Hola y para que queres el circuito de pablin si yo te subi un circuito de bajo????????????????????????????????????????????????????????????????..............RUDA


----------



## MarianoTer (Mar 3, 2007)

Primero que nada te agradesco por el circuito pero no cuento con los conocimientos como para diseñar algo de esa complejidad ni tampoco cuento con los recursos econñomicos para comprar tantos componentes, ya me compre el baji pero necesito para aprender lo mas mas maas economico q se pueda hacer


----------



## RUDA (Mar 4, 2007)

MarianoTer dijo:
			
		

> Primero que nada te agradesco por el circuito pero no cuento con los conocimientos como para diseñar algo de esa complejidad ni tampoco cuento con los recursos econñomicos para comprar tantos componentes, ya me compre el baji pero necesito para aprender lo mas mas maas economico q se pueda hacer



Querido Mariano ese circuito el lo más sensillo que hay en plaza de acuerdo a complejidad, cada operacional  sale apenas monedas y las resistencias y condensadores también, el integrado de salida saldra 1.5 U$S. El proyecto completo rondara en U$S 15 sin parlante.
Si no estás capacitado a armar algo tan sensillo, como ese circuito lo entiendo, y por lo que describis me parece que lo que más te conviene es comprar un equipito usado ya ensamblado y barato pues de esa forma  vas asegurar que la inversión de tus $ no queden guardados en un estante sin funcionar............ SUERTE!!!!!..............RUDA


----------



## first (Mar 4, 2007)

Fender mismamente publica sus esquemas en su web por si no lo sabiais, en cuenquier caso hay mucho, pero mucho por inet.

Saludos


----------



## conrad2005 (Abr 30, 2007)

Hola a todos: Les cuento que me arme para el bajo de mi hermano un amplificador con un tda 2050 siguiendo el circuito propuesto en el datasheet (dice que tira 50w con 22v) y le puse el pre para bajo de albertkreuzer pero con 2n 3819 en vez de los bf 245(albertkreuzer.com) pero tiene algo asi como cierta vibracion el parlante, es decir que el sonido no suena muy claro. ¿podria ser el parlante o el bafle?
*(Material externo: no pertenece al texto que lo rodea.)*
PR #4232, opened 2022-09-18
Optimize Reclaim Labels attempt 69

4z0t:
Optimizes Labels display to reduce FPS drops. 
* Selects only reclaim props in view for project
* Combines nearest props depending on camera zoom

### DIFF
--- a/init.lua
+++ b/init.lua
@@ -89,7 +89,6 @@ deprecatedMods["DynamicReclaimGrouping"] = true
 deprecatedMods["EzReclaim"] = true
 deprecatedMods["OnScreenReclaimCounter"] = true
 deprecatedMods["ORV"] = true
-deprecatedMods["ReclaimFix"] = true
 deprecatedMods["SmartReclaimSupport"] = true
 
 -- typical FA packages
--- a/init.lua
+++ b/init.lua
@@ -60,22 +60,52 @@ end
 -- mods that have been integrated, based on folder name 
 local integratedMods = { }
 integratedMods["nvidia fix"] = true
+
 integratedMods = LowerHashTable(integratedMods)
+
+-- mods that are deprecated, based on folder name
+local deprecatedMods = { }
+deprecatedMods["simspeed++"] = true
+deprecatedMods["#quality of performance 2022"] = true
+
+-- as per #4119 the control groups (called selection sets in code) are completely overhauled and extended feature-wise,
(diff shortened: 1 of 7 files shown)


Garanas:
Managed to go from 90 fps (before 6fdd6f5) to 200 fps (after 6fdd6f5) when rendering reclaim on the Ditch. There was a lot of overhead:
- Each reclaim label had their own instance of an update and display function
- Each reclaim point had a field (`inPlayableArea`) that can be reconstructed by knowing the label is not `OutsidePlayableAreaReclaim`
- Each reclaim label had a field (`proj`) that allocated a new table (of two elements) each frame
- Each reclaim label created two closures each frame (by using the LayoutHelpers function, instead of directly updating the value)

And there's still a lot of overhead:
- Pooling is nice, but only if you do not re-allocate the entire thing
- The function `project` is called in `OnFrame` for each label (the big culprit!!), while that is technically only required when we move the camera
- Combining of reclaim labels makes the entire procedure `O(n^2)`, while we can have it `O(nk)` where `k` is strictly smaller than `n` by using a grid structure. Do not overcomplicate this with a quad tree, it is no longer required.

And in general: should we show reclaim labels when we move the camera? It causes a few issues as the camera position (and the updating of the labels) is not performed each frame, but each tick. Especially when in split view this is noteable.

Another issue is that the old code was not really moddable. As a result, every UI mod that interacts with the reclaim labels usually just copied the source file. For people to take note of these changes we'll need to deprecate those mods using the init file. As a result, we should also:
- (1) make this implementation more moddable (more use of functions that have a single, simple purpose)
- (2) add some of features of the UI mods that we're deprecating (like the coloring, total reclaim value on screen)

Garanas (changes requested):
Oh, and please annotate all future changes 😄

Garanas:
reclaim-faf
_on deploy/faf_

reclaim-before-6fdd6f5
_commit 9beeb6d_

reclaim-after-6fdd6f5
_commit 6fdd6f5_

Great work @4z0t, let us make it even better the upcoming days and merge it in over the weekend!

4z0t:
Reclaim fix and EzReclaim shouldn't be there, their functions are displaying lables.

Garanas:
`EzReclaim` hard-hooks one of the files that we're working on. It shouldn't be doing that. I'll remove `Reclaim fix` from the deprecation list

Garanas (approved):

PR #4234, opened 2022-09-19
Fix "reveal civilians" not resetting civilians to neutral

Hdt80bro:
Got broken in the recall patch; this fixes it

### DIFF
--- a/lua/sim/ScenarioUtilities.lua
+++ b/lua/sim/ScenarioUtilities.lua
@@ -605,8 +605,6 @@ function InitializeArmies()
             local setup = armySetups[strArmy]
             local brain = GetArmyBrain(strArmy)
 
-            --LOG("*DEBUG: InitializeArmies, army = ", strArmy)
-
             local econ = tblData.Economy
             SetArmyEconomy(strArmy, econ.mass, econ.energy)
 
@@ -721,9 +719,6 @@ function InitializeScenarioArmies()
         if tblData then
             local setup = armySetups[strArmy]
             local brain = GetArmyBrain(strArmy)
-
-            LOG("*DEBUG: InitializeScenarioArmies, army = ", strArmy)
-
 
             local econ = tblData.Economy
             SetArmyEconomy(strArmy, econ.mass, econ.energy)
--- a/lua/sim/ScenarioUtilities.lua
+++ b/lua/sim/ScenarioUtilities.lua
@@ -641,19 +641,18 @@ function InitializeArmies()
 
             ----[ irumsey                                                         ]--
             ----[ Temporary defaults.  Make sure some fighting will break out.    ]--
-            for iEnemy, strEnemy in tblArmy do
+            for iEnemy, _ in tblArmy do
                 -- only do it once for each pair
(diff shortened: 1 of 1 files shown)


Hdt80bro:
Why don't AI's get to see civilians?

Garanas:
I don't know, @relent0r would you want AIs to be able to see civs like humans can?

relent0r:
I actually got sick of AI being unable to see civilians a while back and did a little hack that would reveal civilians (set them as allies) for half a second then revert.

So yes I'd love for AI to be able to see Civilians by default as currently without the above they just suicide a bunch of early units into PDs.

Hdt80bro:
Oh, well it'd be trivially easy to get them to see civilians--we actually explicitly exclude them from the reveal.

relent0r:
Ha that sounds like discrimination :) and an odd decision to make. I'm not sure if there would be any consequences for coop games though, that's the only reason I would imagine they would be excluded.

Garanas:
> Ha that sounds like discrimination :) and an odd decision to make. I'm not sure if there would be any consequences for coop games though, that's the only reason I would imagine they would be excluded.

That is an interesting question, we'll find out I assume.

lua/sim/ScenarioUtilities.lua
```diff
@@ -618,11 +617,11 @@ function InitializeArmies()
 
             local armyIsCiv = setup.Civilian
 
-            if armyIsCiv and civOpt ~= 'neutral' and strArmy ~= 'NEUTRAL_CIVILIAN' then -- give enemy civilians darker color
+            if armyIsCiv and civOpt ~= "neutral" and strArmy ~= "NEUTRAL_CIVILIAN" then -- give enemy civilians darker color
```
Garanas, line 620: Is the lua plugin telling you to make these changes?

lua/sim/ScenarioUtilities.lua
```diff
@@ -728,7 +722,7 @@ function InitializeScenarioArmies()
             local setup = armySetups[strArmy]
             local brain = GetArmyBrain(strArmy)
 
-            LOG('*DEBUG: InitializeScenarioArmies, army = ', strArmy)
+            LOG("*DEBUG: InitializeScenarioArmies, army = ", strArmy)
```
Garanas, line 725: This LOG statement can go

lua/sim/ScenarioUtilities.lua
```diff
@@ -606,7 +605,7 @@ function InitializeArmies()
             local setup = armySetups[strArmy]
             local brain = GetArmyBrain(strArmy)
 
-            --LOG('*DEBUG: InitializeArmies, army = ', strArmy)
+            --LOG("*DEBUG: InitializeArmies, army = ", strArmy)
```
Garanas, line 608: This comment can go too

Garanas (approved):

lua/sim/ScenarioUtilities.lua
Hdt80bro: No, that's just my personal preference =)

PR #4236, opened 2022-09-20
Intelisence minor fixes

MrRowey:
Some minor changes

### DIFF
--- a/lua/options/options.lua
+++ b/lua/options/options.lua
@@ -73,12 +73,12 @@ optionsOrder = {
 
 local Prefs = import('/lua/user/prefs.lua')
 local SetMusicVolume = import('/lua/UserMusic.lua').SetMusicVolume
-local savedMasterVol = false
-local savedFXVol = false
-local savedMusicVol = false
-local savedVOVol = false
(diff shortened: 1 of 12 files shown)


Hdt80bro (approved):

lua/options/options.lua
```diff
@@ -73,20 +73,20 @@ optionsOrder = {
 
 local Prefs = import('/lua/user/prefs.lua')
 local SetMusicVolume = import('/lua/UserMusic.lua').SetMusicVolume
-local savedMasterVol = false
-local savedFXVol = false
-local savedMusicVol = false
-local savedVOVol = false
+local savedMasterVol = nil
```
Garanas, line 76: `nil` is not always the same as `false`, did you confirm there are no if statements that specifically rely on this being `false`?

MrRowey: Ive only changed ones that needed a Nil check

MrRowey: Most the ones I've changes were where it was being detected as Bool when it was something else

Garanas (approved):

PR #4237, opened 2022-09-21
Change `self.Fun(self, ...)` to `self:Fun(...)`

Hdt80bro:
This is more efficient bytecode-wise in addition to being more maintainable:

```self.Fun(self)```

compiles to
```
0 - GETTABLE       1    0  250
1 - MOVE           2    0    0
2 - CALL           1    2    1
```

while

```self:Fun()```

compiles to
```
0 - SELF           1    0  250
1 - CALL           1    2    1
```

The speed savings are marginal.

For those looking to win regex golf, this should be fit by the pattern `\b(?!table\b)(?!string\b)(\w+)\s*\.\s*(\w+)\s*\(\s*\1\s*(,\s*|(\)))` ->`$1:$2($4` (though make sure to leave the benchmarking functions the same)

### DIFF
--- a/engine/Sim.lua
+++ b/engine/Sim.lua
@@ -174,7 +174,7 @@ end
 function CreateBuilderArmController(unit, turretBone, barrelBone, aimBone)
 end
 
---- Creates a collision detection manipulator, calls the function `self.OnAnimTerrainCollision(self, bone, x, y, z)`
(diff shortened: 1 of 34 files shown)


Garanas (approved):
We should probably document this type of performance choices on the wiki.

PR #4810, opened 2023-03-14
Refactoring LazyVars

Garanas:
Initial setup to refactor LazyVars so that they re-use memory instead of allocating new memory all the time.

### DIFF
--- a/lua/lazyvar.lua
+++ b/lua/lazyvar.lua
@@ -16,22 +16,36 @@ local WeakKeyMeta = { __mode = 'k' }
 ---@alias Lazy<T> T | LazyVar<T> | fun(): T
 
 ---@class LazyVar<T> : Destroyable, OnDirtyListener, function
----@field [1] any           # Cached result of what we represent
----@field busy? boolean
----@field trace string
----@field compute function
----@field uses table<LazyVar, boolean>
----@field used_by table<LazyVar, boolean>
 ---@field OnDirty? function
+---@field [1] any                           # Cached result of what we represent
+---@field [2] boolean                       # Flag whether the lazy var is busy
+---@field [3] string                        # Optional trace when `ExtendedErrorMessages` is set
+---@field [4] function                      # Optional compute value when lazy var represents a function
+---@field [5] table<LazyVar, boolean>       # Table of lazy vars that we use
+---@field [6] table<LazyVar, boolean>       # Table of lazy vars that use us
+---@field [7] LazyVar?       # Lazy var that is dirty
+---@field [8] LazyVar?       # Lazy var that is dirty
+---@field [9] LazyVar?       # Lazy var that is dirty
+---@field [10] LazyVar?      # Lazy var that is dirty
+---@field [11] LazyVar?      # Lazy var that is dirty
+---@field [12] LazyVar?      # Lazy var that is dirty
+---@field [13] LazyVar?      # Lazy var that is dirty
+---@field [14] LazyVar?      # Lazy var that is dirty
+---@field [15] LazyVar?      # Lazy var that is dirty
+---@field [16] LazyVar?      # Lazy var that is dirty
+---@field [17] LazyVar?      # Lazy var that is dirty
+---@field [18] LazyVar?      # Lazy var that is dirty
+---@field [19] LazyVar?      # Lazy var that is dirty
+---@field [20] LazyVar?      # Lazy var that is dirty
 LazyVarMetaTable = {
     __call = function(self)
         local value = self[1]
         if value == nil then
 
             -- track circular dependencies and error them out
-            if self.busy then
-                local trace = self.trace
-                if self.compute then
+            if self[2] then
+                local trace = self[3]
+                if self[4] then
                     trace = trace or "[Set lazyvar.ExtendedErrorMessages for extra trace info]"
                 else
                     trace = trace or ""
@@ -40,10 +54,10 @@ LazyVarMetaTable = {
             end
 
             -- clean up where we're used and what we use
-            local uses = self.uses
+            local uses = self[5]
             if not TableEmpty(uses) then
                 for use in uses do
-                    use.used_by[self] = nil
+                    use[6][self] = nil
                 end
 
                 for k, v in uses do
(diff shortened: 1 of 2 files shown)


Hdt80bro:
Looks like this is mostly just moving the functions into the table. If you're going to remove the annotation hack I did, [these lines](https://github.com/FAForever/fa/pull/4810/files#diff-400e5297b564eef68495418887792b9916dd8d86033ff35cb08c069416aaa4e6R23-R24) describing it should go as well. If we're not worried about stack size and want to remove the `do ... end` blocks for readability like you did [here](https://github.com/FAForever/fa/pull/4810/files#diff-400e5297b564eef68495418887792b9916dd8d86033ff35cb08c069416aaa4e6L235-L239), there's a lot of other places we can do that in this file as well.

Garanas:
This is a mere setup, I couldn't think properly in the old setup. Next steps is casually applying the changes we described. I'll look into your suggestions

Hdt80bro:
`OnDirty` is actually just an event listener and doesn't do much anyway - the `used_by` list is the one that's set automatically from context when used in the computation of another lazyvar and the table that's getting replaced here.

Hdt80bro:
Oh you're right, it dirties the lazyvars from `used_by` directly and only adds stuff to the list if it has an `OnDirty` callback. I wonder if integrating one of those tables instead would be better memory-wise and instead we reuse the same dirtied table for all lazyvars to track `OnDirty` callbacks.

lua/ui/game/worldview.lua
```diff
@@ -186,14 +186,14 @@ local origBottom = false
 
 function Expand()
     if viewRight then
```
4z0t, line 188: Didn't know that this gross exists...

Hdt80bro: I'd recommend encapsulating the old `compute` field into an understandable getter method, just something as simple as
```lua
function LazyVarMetaTable:GetComputeFunction()
    return self[4]
end
```
so the magic numbers don't bleed over

Garanas: @Hdt80bro that is smart 👍 , I'll do that

Garanas:
> Oh you're right, it dirties the lazyvars from `used_by` directly and only adds stuff to the list if it has an `OnDirty` callback. I wonder if integrating one of those tables instead would be better memory-wise and instead we reuse the same dirtied table for all lazyvars to track `OnDirty` callbacks.

I'm not sure how well that would work with the idea of the keys being weak

Hdt80bro:
If we empty the table anyway, it doesn't matter

Garanas:
I was more thinkng of the `OnDirty` key being weak too, and since there is usually no other reference to the function it may ditch the function

lua/lazyvar.lua
```diff
@@ -13,232 +9,268 @@ local setmetatable = setmetatable
...
+
+    --- Lazy variable represents a function, the result is cached
+    ---@param self LazyVar
+    ---@param func function
+    SetFunction = function(self, func)
+        -- do not allow nils
+        if func == nil then
+            error("You are attempting to set a LazyVar's evaluation function to nil, don't do that!")
+            return
         end
```
4z0t, line 138: Use `assert`

lua/lazyvar.lua
```diff
@@ -13,232 +9,268 @@ local setmetatable = setmetatable
...
+    ---@param self LazyVar
+    ---@param onDirtyList LazyVar[]
+    ---@return number
+    SetDirty = function(self, onDirtyList, head)
+        if self[1] ~= nil then
+
+            if self.OnDirty then
+                onDirtyList[head] = self
+                head = head + 1
+                LOG("OnDirty")
```
4z0t, line 118: Logging

4z0t (changes requested):

Hdt80bro:
The `OnDirty` key? I'm not sure I entirely understand, but it sounds like you're talking about `used_by` and `uses` having weak keys (not values), which isn't something I had considered. However, as long only the keys are weak, then the other lazyvar indices in them can be collected just fine if move to the lazyvar while `OnDirty` is kept (because the string is used too much to be collected).

lua/lazyvar.lua
Hdt80bro: It is expected to be an unlikely branch, so using the cheaper `if` statement should be faster.

4z0t: I would say that assert us better here from readable perspective and performance as well.

Garanas: Is assert an engine call?

Hdt80bro:
I actually don't think strings get collected at all, so if the values are strong, then it should be fine.

lua/lazyvar.lua
Hdt80bro: I agree that it'd be more readable, but unfortunately the file is being hyperoptimized due to how much it gets used so that's not a priority. By theory, I don't agree that all of the extra setup required for a global call, function call setup on the Lua end, the C <-> Lua interop, and cleanup would be more performant than a simple `if` statement that bakes the comparison into the jump. If it actually is noticeable in practice though, I think those would be good benchmarks to have.

The other interesting thing to consider is that we don't use `assert` at all in our game code, so it seems that it'd go against the implicit conventions we have.

lua/ui/game/worldview.lua
```diff
@@ -186,14 +186,14 @@ local origBottom = false
...
-        origRightLeft = viewRight.Left.compute
-        origRightRight = viewRight.Right.compute
-        origRightTop = viewRight.Top.compute
-        origRightBottom = viewRight.Bottom.compute
-        origLeft = viewLeft.Left.compute
```
Garanas, line 193: Can someone help explain to me what is happening here, why does this code exist?

Hdt80bro: It makes sure that the left and right views are setup to the frame for the correct number of views visible. It does this by retaining the original layout functions applied to the views (which appear to be just the stock `return parent.Left()` functions) when the UI is show and applying the layouts on the views (half the root frame for dual view, full otherwise). It then reverts when the UI is hidden, hiding the world views. I'm actually not sure when `GetFrame(parentForFrame:GetRootFrame():GetTargetHead())` wouldn't just be `parentForFrame:GetRootFrame()` so it appears like a logically sound but redundant precaution.

Garanas:
@Hdt80bro / @4z0t I'll be merging this later today. The code is a lot more difficult to understand, but I don't feel like it requires any future changes. Especially after the changes of 4z0t where it now also supports the value `false`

Aca paso los datos del parlante (es uno chino): woofer de 6 1/2 con cono de polipropileno, estructura magnetica de 20 oz, max 200w, sensibilidad 94 db, 60 hz - 5 khz, 4 ohm. ¿sera que le falta un crossover o un filtro pasa bajos? No se. Si alguno pudiera ayudarme se lo agradeceria muchisimo.


----------



## RUDA (Abr 30, 2007)

conrad2005 dijo:
			
		

> Hola a todos: Les cuento que me arme para el bajo de mi hermano un amplificador con un tda 2050 siguiendo el circuito propuesto en el datasheet (dice que tira 50w con 22v) y le puse el pre para bajo de albertkreuzer pero con 2n 3819 en vez de los bf 245(albertkreuzer.com) pero tiene algo asi como cierta vibracion el parlante, es decir que el sonido no suena muy claro. ¿podria ser el parlante o el bafle? Aca paso los datos del parlante (es uno chino): woofer de 6 1/2 con cono de polipropileno, estructura magnetica de 20 oz, max 200w, sensibilidad 94 db, 60 hz - 5 khz, 4 ohm. ¿sera que le falta un crossover o un filtro pasa bajos? No se. Si alguno pudiera ayudarme se lo agradeceria muchisimo.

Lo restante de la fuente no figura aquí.